このエントリーをはてなブックマークに追加
杉山産婦人科は、60年の歴史で培った経験と最先端医療を融合させ、生殖医療科(不妊治療/内視鏡手術)と産科婦人科(分娩)の機能を兼ね備えた国内屈指の産婦人科医院だ。 杉山力一院長は「ご妊娠/ご出産という人生最大のイベントに立ち会える幸せを改めて胸に刻み、「Every Patient here is a VIP(当院の患者様はすべてVIPです)」をモットーに皆様と夢を共感して参ります。」と語る。 生殖医療専門医、内視鏡技術認定医、培養士、産科専門医、麻酔専門医、小児科医、看護師、受付スタッフの全員が不妊治療に携わり、生殖医療科では休診なしでの診療を行っている。 (『ドクタージャーナル Vol.8』より 取材・構成:絹川康夫、写真:安田知樹、デザイン:坂本諒)

若い人には是非産婦人科医を目指して欲しい

私は、医者の原点は人間の出生に携わる産科医にあると思っています。

人はまず生命の誕生があってその後の病気、老人医療や介護と続いてゆく。その集約が産科医にあると言っても過言ではなく、若い人には是非産婦人科医を目指して欲しいと思います。

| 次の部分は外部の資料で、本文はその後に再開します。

PR #3561, opened 2019-03-19
Fix for #3551 altuni is unreliable

### LINKED ISSUE #3551: altuni is unreliable
Setting the field `altuni` of a `fontforge.font` in Python does not take immediate effect. Resetting the encoding fixes it. I am using Fontforge 20190317 on macOS Mojave 10.14.3 with Python 2.7.15.

The following script creates one glyph and assigns it to two code points.
```python
import os

import fontforge

def draw(cp):
    glyph_name = 'zero'
    if glyph_name in font:
        glyph = font[glyph_name]
        new_altuni = ((cp, -1, 0),)
        if glyph.altuni is None:
            glyph.altuni = new_altuni
        else:
            glyph.altuni += new_altuni
        return glyph
    glyph = font.createChar(cp)
    glyph.right_side_bearing = 200

font = fontforge.font()
font.encoding = 'UnicodeFull'
draw(0x30)
draw(0x31)
#font.encoding = font.encoding
for glyph in font.glyphs():
    print glyph.glyphname, glyph.unicode, glyph.altuni
font.generate('out.otf')
```
And indeed, the output shows that FontForge does associate multiple code points with the glyph.
```
zero 48 ((49, -1, 0),)
```
However, only one of the code points gets the glyph.
```console
$ hb-shape out.otf 01
[zero=0+200|.notdef=1+200]
```
Only one of the font’s 'cmap' subtables is correct.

妊婦さんはいろいろな疾患を持っていることもあり産婦人科医は全身の疾患を診る能力を求められます。ですから有能な医師に産科医を目指して欲しい。

しかも今は高齢出産になっています。とうとう今年、第1子出産平均年齢が30.04歳と30歳を超えました。これは先述した見地からすると大変深刻な問題です。

もっと若かったら産めたという人達が多い

実は体外受精を受けている患者さんで、精子が少ないか卵管が詰まっているというような絶対的な適応を持って治療を受けている人は全体の10%位と非常に少ないのです。

一方60%から70%が高齢者の方で成功率も低い方たちです。もっと若かったら産めたという方たちで、病気が理由ではありません。

これは正しい知識と情報による啓発で是正できるところです。そうなっていくと、不妊治療は本当に必要な人たちだけの治療に集約されていき、結果として不妊クリニックも淘汰されていくでしょう。私はそれで良いと思います。

体外受精保険適用の年齢制限

海外では、40歳以上は体外受精を禁止していたり、35歳までしか保険が効かない国もあります。加齢による不妊は病気ではないし、35歳以上では体外受精の成功率が極めて低くなるので治療の意味を認めていないからです。

現状では、日本で体外受精に保険適用の年齢制限を掛けたりする事は不可能かもしれませんが、厚生労働省がそのようなメッセージを発信できれば出生率の低下も是正できるはずです。

幼稚園を増やして待機児童を減らすなどの対処療法以上に、根本的な課題ではないでしょうか。日本にとって100年の国家戦略として取り組むべきだと思います。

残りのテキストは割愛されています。